Figure 9: PSTAG improved about 25% base pairs in the annotations of HDV_ribozyme (RF00094 for the above example) in Rfam by using the annotation of HDV_ribozyme (PKB76) in PseudoBase. Undesirable base pairs annotated in Rfam are indicated with the mark ‘^’, whereas an additional internal loop suggested by PSTAG is indicated with the mark ‘ ’.
Figure 10: A new structure suggested of HDV_ribozyme (RF00094) by PSTAG. An additional internal loop is indicated with an arrow.

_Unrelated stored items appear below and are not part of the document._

PR #487, opened 2020-10-01
fix: ResultSet#close() should not throw exceptions from session creation

olavloite:
If a client application requested a session from the session pool, and that request required a new BatchCreateSessions request that would fail, then the error from the BatchCreateSessions RPC would be propagated to both the ReadContext#executeQuery(..) method as well as the ResultSet#close() method. The latter should not happen, as the close method should silently ignore any errors from the session creation.


thiagotnunes (approved):
LGTM

PR #494, opened 2020-10-02
fix: remove dependency on commons-lang

### LINKED ISSUE #493: Remove depedency on commons-lang3
Why are we using commons-lang3 at all? There's no hard rule against but we do have a strong preference for Guava here.

There's just one line of code:  final QueryOption[] internalOptions = ArrayUtils.remove(options, i);

We shouldn't pull in Apache commons for that

https://jlbp.dev/JLBP-1

elharo:
fixes #493 @thiagotnunes


olavloite (approved):
LGTM

PR #501, opened 2020-10-07
fix: close executor when closing pool

olavloite:
Shutdown the executor that maintains the pool when the pool is closing.

### DIFF
--- a/google-cloud-spanner/src/main/java/com/google/cloud/spanner/connection/SpannerPool.java
+++ b/google-cloud-spanner/src/main/java/com/google/cloud/spanner/connection/SpannerPool.java
@@ -390,26 +390,34 @@ public class SpannerPool {
           keysStillInUse.add(entry.getKey());
         }
       }
-      if (keysStillInUse.isEmpty() || mode == CheckAndCloseSpannersMode.WARN) {
-        if (!keysStillInUse.isEmpty()) {
+      try {
+        if (keysStillInUse.isEmpty() || mode == CheckAndCloseSpannersMode.WARN) {
+          if (!keysStillInUse.isEmpty()) {
+            logLeakedConnections(keysStillInUse);
+            logger.log(
+                Level.WARNING,
+                "There is/are "
+                    + keysStillInUse.size()
+                    + " connection(s) still open."
+                    + " Close all connections before stopping the application");
+          }
+          // Force close all Spanner instances by passing in a value that will always be less than
+          // the
+          // difference between the current time and the close time of a connection.
+          closeUnusedSpanners(Long.MIN_VALUE);
+        } else {
           logLeakedConnections(keysStillInUse);
-          logger.log(
-              Level.WARNING,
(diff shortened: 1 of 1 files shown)


google-cloud-spanner/src/main/java/com/google/cloud/spanner/connection/SpannerPool.java
```diff
@@ -390,26 +390,34 @@ void checkAndCloseSpanners(CheckAndCloseSpannersMode mode) {
...
-        // difference between the current time and the close time of a connection.
-        closeUnusedSpanners(Long.MIN_VALUE);
-      } else {
-        logLeakedConnections(keysStillInUse);
-        throw SpannerExceptionFactory.newSpannerException(
-            ErrorCode.FAILED_PRECONDITION,
-            "There is/are "
-                + keysStillInUse.size()
-                + " connection(s) still open. Close all connections before calling closeSpanner()");
+      } finally {
```
olavloite, line 416: The only real change here is the addition of the `finally` block, but GitHub thinks there is a lot more changed because of the changed indentation and formatting.

olavloite:
cc @jjfox15

google-cloud-spanner/src/main/java/com/google/cloud/spanner/connection/SpannerPool.java
```diff
@@ -390,26 +390,34 @@ void checkAndCloseSpanners(CheckAndCloseSpannersMode mode) {
...
+        if (closerService != null) {
+          closerService.shutdown();
```
thiagotnunes, line 418: Can this throw an exception?

olavloite: Normally, no. It does not declare any checked exceptions, and it also does not wait until it has actually been shutdown, so the chance that anything goes wrong is relatively low.

The method can be invoked in two ways:
* If a client application calls `SpannerPool#closeSpannerPool()` to explicitly close the pool. Any exception from `closerService.shutdown()` would in that case be propagated to the client application. Considering the fact that it would not be a checked exception, I would say that that is a reasonable thing to do, as it might indicate a problem somewhere, for example linked to the state of the client application at that moment.
* It is called from the shutdown hook that closes the pool automatically when the application terminates. The shutdown hook [catches and ignores any errors](https://github.com/googleapis/java-spanner/blob/87884ac2abd055bee9da303380e2e96fcd1c9e69/google-cloud-spanner/src/main/java/com/google/cloud/spanner/connection/SpannerPool.java#L95), as any errors at that moment are (probably) not something that a client application could do anything with. The alternative would be to bubble it up, which would cause the JVM (by default) to print the error to `System.err`.

thiagotnunes: Cool, that is fine, I was just worried that we could bubble up exceptions that we previously did not.

thiagotnunes (approved):

PR #516, opened 2020-10-15
fix: AsyncTransactionManager did not propagate statement errors

### LINKED ISSUE #514: Exceptions not propagated from async function back to async transaction
#### Environment details

1. Java version: 11
1. spanner version(s): 1.59.0

#### Steps to reproduce

In the Async API, `TransactionContext.executeUpdateAsync()` correctly propagates errors through `ApiFuture` callbacks. However, in an asynchronous transaction, the `.then()` operator does not get the same exceptions propagated to it from the transaction function.

#### Code example

The following test (just add a custom `databaseId`) hangs because neither the success nor failure callback is called, and the latch is never released. If the SQL statement were corrected, the test would pass, as success is propagated correctly.

```java
@Test
  public void clientLibraryTransactionNotPropagatingFailure()
      throws ExecutionException, InterruptedException {
    Executor executor = Executors.newFixedThreadPool(4);

    DatabaseClient dbClient = options.getService().getDatabaseClient(databaseId);
    AsyncTransactionManager transactionManager = dbClient.transactionManagerAsync();
    TransactionContextFuture txnContextFuture = transactionManager.beginAsync();


    // Statement has garbled SQL syntax intentionally
    Statement statement =
        Statement.newBuilder("INSERT INTO BOOKS (UUID, TITLE) VALUES ('123', 'Test book')jljlk")
            .build();
    ApiFuture<Long> updateFuture =
        txnContextFuture.then(
            (txnContext, unusedVoid) -> txnContext.executeUpdateAsync(statement),
            executor);

    CountDownLatch latch = new CountDownLatch(1);
    ApiFutures.addCallback(
        updateFuture,
        new ApiFutureCallback<Long>() {
          @Override
          public void onFailure(Throwable throwable) {
            // Expecting the failure callback to be called, but it's not, so the latch hangs.
            System.out.println("Exception: " + throwable);
            latch.countDown();
          }

          @Override
          public void onSuccess(Long aLong) {
            System.out.println("Success: " + aLong);
            latch.countDown();
          }
        }, executor);

    latch.await();
  }
```

Thanks!

olavloite:
Invalid statements or other statements that would cause an error would not cause the returned ApiFuture to fail.

Fixes #514

### DIFF
--- a/google-cloud-spanner/src/test/java/com/google/cloud/spanner/AsyncTransactionManagerTest.java
+++ b/google-cloud-spanner/src/test/java/com/google/cloud/spanner/AsyncTransactionManagerTest.java
@@ -1117,14 +1117,6 @@ public class AsyncTransactionManagerTest extends AbstractAsyncTransactionTest {
   @Test
   public void asyncTransactionManager_shouldPropagateStatementFailure()
       throws ExecutionException, InterruptedException, TimeoutException {
-    final Statement garbledStatement =
-        Statement.newBuilder("INSERT INTO BOOKS (UUID, TITLE) VALUES ('123', 'Test book')jljlk")
-            .build();
-    mockSpanner.putStatementResult(
-        StatementResult.exception(
-            garbledStatement,
-            Status.INVALID_ARGUMENT.withDescription("Garbled SQL").asRuntimeException()));
-
     DatabaseClient dbClient = client();
     try (AsyncTransactionManager transactionManager = dbClient.transactionManagerAsync()) {
       TransactionContextFuture txnContextFuture = transactionManager.beginAsync();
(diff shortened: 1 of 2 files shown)


google-cloud-spanner/src/test/java/com/google/cloud/spanner/AsyncTransactionManagerTest.java
```diff
@@ -1112,4 +1113,56 @@ public void asyncTransactionManagerQuery() throws Exception {
       }
     }
   }
+
+  @Test
+  public void asyncTransactionManager_shouldPropagateStatementFailure()
+      throws ExecutionException, InterruptedException, TimeoutException {
+    final Statement garbledStatement =
+        Statement.newBuilder("INSERT INTO BOOKS (UUID, TITLE) VALUES ('123', 'Test book')jljlk")
```
elefeint, line 1121: Optional: use a table more commonly found in client library integration test, so future readers won't have to wonder where `BOOKS` came from.

elefeint (approved):
Thank you!

elefeint (approved):

olavloite:
The failing samples test (Java 8) is a known transient error that frequently happens with Kokoro builds.

PR #522, opened 2020-10-18
feat!: add support for CommitStats

olavloite:
Adds support for `CommitStats`.


.github/workflows/approve-readme.yaml
```diff
@@ -0,0 +1,54 @@
+on:
```
thiagotnunes, line 1: Should this file be part of this PR?

.kokoro/build.sh
```diff
@@ -69,9 +69,16 @@ integration)
     RETURN_CODE=$?
```
thiagotnunes, line 69: Should this file be part of this PR?

google-cloud-spanner/src/main/java/com/google/cloud/spanner/DatabaseClient.java
```diff
@@ -83,6 +83,30 @@
...
+
+    /** The commit statistics of the transaction. */
+    CommitStats getCommitStats();
+  }
+
+  /**
+   * Same as {@link #write(Iterable)}, but requests the backend to return both a commit timestamp
+   * and {@link CommitStats}.
+   */
+  WriteResponse writeWithCommitStats(Iterable<Mutation> mutations) throws SpannerException;
```
thiagotnunes, line 101: Can't we add a breaking change to the existing `write` methods in order to avoid the overload here?

.github/workflows/approve-readme.yaml
olavloite: No, it's part of the generated changes by running the synth tool. It should be removed before we merge it.

.kokoro/build.sh
olavloite: No, it's part of the generated changes by running the synth tool. It should be removed before we merge it.

google-cloud-spanner/src/main/java/com/google/cloud/spanner/DatabaseClient.java
olavloite: That is possible, but it will be a compile time breaking change which will require users to change existing code if they use the commit timestamp that was returned by the `write` methods. I've implemented it that way now, and it does seem like a better solution to me as well, assuming that we do accept this breaking change.
The advantage of this solution is that we can introduce a `TransactionOption` option in the same way as that we already have `ReadOption` and `QueryOption`, and use that for all transaction types that need to support `CommitStats`. This also adds additional possibilities for future additions to read/write transactions and/or commit requests.

WDYT?

thiagotnunes: Hey @olavloite, we had an internal discussion and decided not change the existing methods (sorry about that). Instead, we decided to create two new methods, `writeWithOptions` and `writeAtLeastOnceWithOptions` that would have the different return type, as well as accept `WriteOption`s.

Since this modification will be required here, and for another feature that we are developing, we decided to put the API change in a separate PR. This way we can merge that in first and use it both here and for the other feature. You can take a look at the PR in https://github.com/googleapis/java-spanner/pull/531.

olavloite:
Replaced by #544

PR #524, opened 2020-10-19
test: remove explicit CreateInstance timeout

skuruppu:
To prevent test flakiness.

### DIFF
--- a/google-cloud-spanner/src/test/java/com/google/cloud/spanner/IntegrationTestEnv.java
+++ b/google-cloud-spanner/src/test/java/com/google/cloud/spanner/IntegrationTestEnv.java
@@ -24,7 +24,6 @@ import com.google.common.collect.Iterators;
 import com.google.spanner.admin.instance.v1.CreateInstanceMetadata;
 import io.grpc.Status;
 import java.util.Random;
-import java.util.concurrent.TimeUnit;
 import java.util.logging.Level;
 import java.util.logging.Logger;
 import org.junit.rules.ExternalResource;
@@ -126,7 +125,7 @@ public class IntegrationTestEnv extends ExternalResource {
         instanceAdminClient.createInstance(instance);
     Instance createdInstance;
     try {
-      createdInstance = op.get(30000L, TimeUnit.MILLISECONDS);
+      createdInstance = op.get();
     } catch (Exception e) {
       boolean cancelled = false;
       try {


google-cloud-spanner/src/test/java/com/google/cloud/spanner/IntegrationTestEnv.java
```diff
@@ -126,7 +126,7 @@ private void initializeInstance(InstanceId instanceId) {
         instanceAdminClient.createInstance(instance);
     Instance createdInstance;
     try {
-      createdInstance = op.get(30000L, TimeUnit.MILLISECONDS);
+      createdInstance = op.get(3600000L, TimeUnit.MILLISECONDS);
```
skuruppu, line 129: This is to fix the flakiness on the internal runs of these integration tests.

I do wonder if this timeout is even necessary. @olavloite do you know if these long-running operation settings are respected by the OperationFuture?

https://github.com/googleapis/googleapis/blob/master/google/spanner/admin/instance/v1/spanner_admin_instance_gapic.yaml#L23-L27

thiagotnunes: Won't we have to wait 1 hour if the test hang for some reason (or do you think this should not happen)? Maybe a few minutes could be enough?

skuruppu: Yeah I agree, there may be other test timeouts that get triggered if we make it so long. I will check with the team on what they think is an appropriate value.

olavloite: > I do wonder if this timeout is even necessary. @olavloite do you know if these long-running operation settings are respected by the OperationFuture?

Yes, as far as I can remember they are. The total timeout in the config is however 24 hours, so it will take a very long time before it actually times out with the default settings.

skuruppu: Yup, I think it is set here:
https://github.com/googleapis/java-spanner/blob/60dd9fbc419ac959a300b64fef84ef5f801548e5/google-cloud-spanner/src/main/java/com/google/cloud/spanner/admin/instance/v1/stub/InstanceAdminStubSettings.java#L626-L636

So I will remove this line altogether :)

skuruppu:
PTAL @thiagotnunes and @olavloite. I would like to get this in before the next release as it's required to fix some internal flaky tests.

thiagotnunes (approved):

olavloite (approved):

PR #531, opened 2020-10-21
feat: adds options to the write operations

thiagotnunes:
Adds the possibility of adding options to the write operations and encapsulates the write response into its own class so that we can augment the response with more fields than the commit timestamp.

At the moment, the new methods just delegate to the existing write methods. Once we add write option implementations we should change the definition of the added methods.

### DIFF
--- a/google-cloud-spanner/src/main/java/com/google/cloud/spanner/DatabaseClient.java
+++ b/google-cloud-spanner/src/main/java/com/google/cloud/spanner/DatabaseClient.java
@@ -17,6 +17,7 @@
 package com.google.cloud.spanner;
 
 import com.google.cloud.Timestamp;
+import com.google.cloud.spanner.Options.WriteOption;
 
 /**
  * Interface for all the APIs that are used to read/write data into a Cloud Spanner database. An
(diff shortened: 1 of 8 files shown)


olavloite (approved):

google-cloud-spanner/src/main/java/com/google/cloud/spanner/DatabaseClient.java
```diff
@@ -52,6 +53,35 @@
...
+   *         .to("Billy")
+   *         .set("LastName")
+   *         .to("Joel")
+   *         .build();
+   * dbClient.writeWithOptions(Collections.singletonList(mutation));
+   * }</pre>
+   *
+   * @return a response with the timestamp at which the write was committed
+   */
+  CommitResponse writeWithOptions(Iterable<Mutation> mutations, TransactionOption... options)
```
mayurkale22, line 82: What do you think about `WriteOption` in place of `TransactionOption`?

olavloite: Thiago and I had a short discussion about this, and we think `TransactionOption` is better in this case, as we intend to also use this for options that we will need for normal read/write transactions.

mayurkale22: Ok sgtm

mayurkale22 (approved):

PR #536, opened 2020-10-21
fix!: initialize should be protected

olavloite:
The `AbstractLazyInitializer#initialize()` method should be `protected`.


olavloite:
@thiagotnunes It would be good to include this change in the release with the other breaking changes.

thiagotnunes (approved):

There does not exist any other structural alignment approach to align and predict pseudoknot RNA structures. In non-comparative approaches, there are several theoretical or heuristic works to predict pseudoknot RNA structures for a single RNAsequence by maximizing stacking base pairs or free energy minimizations (Abrahams et al., 1990; Cary and Stormo, 1995; Gultyaev et al., 1995; van Batenburg et al., 1995; Rivas and Eddy, 1999; Lyngsø and Pedersen, 2000; Ieong et al., 2003; Ruan et al., 2004). Ruan et al. (2004) recently proposed a simple but effective heuristic method, called iterated loop matching (ILM), for predicting pseudoknot structures, and showed high performance results compared with other existing methods. Although their approach is completely different from ours, we compared PSTAG with ILM to confirm the effectiveness of our approach. Table 4 shows comparisons between ILM and PSTAG in predicting pseudoknot structures for HDV_ribozyme and a ‘tobamovirus’ TMV. In this experiment, PSTAG aligned unfolded RNA sequences of HDV_ribozyme in Rfam into a folded RNA sequence of HDV_ribozyme with structural annotations in PseudoBase, and similarly, aligned unfolded sequences of TMV in Rfam into a folded RNA sequence of ‘sunn-hemp mosaic virus’ CcTMV whose structure has been determined by van Belkum et al. (1985). Note that sequence homology between the sequences of HDV_ribozyme in Rfam and the selected sequence of HDV_ribozyme in PseudoBase is 65.1% on average and that between TMV in Rfam and CcTMV is only 26.0%. This result exhibits comparable performances with ILM for prediction accuracy of pseudoknot structures, and further suggests that structural alignment by PSTAG does not require so much sequence homology between an unfolded sequence and a folded sequence.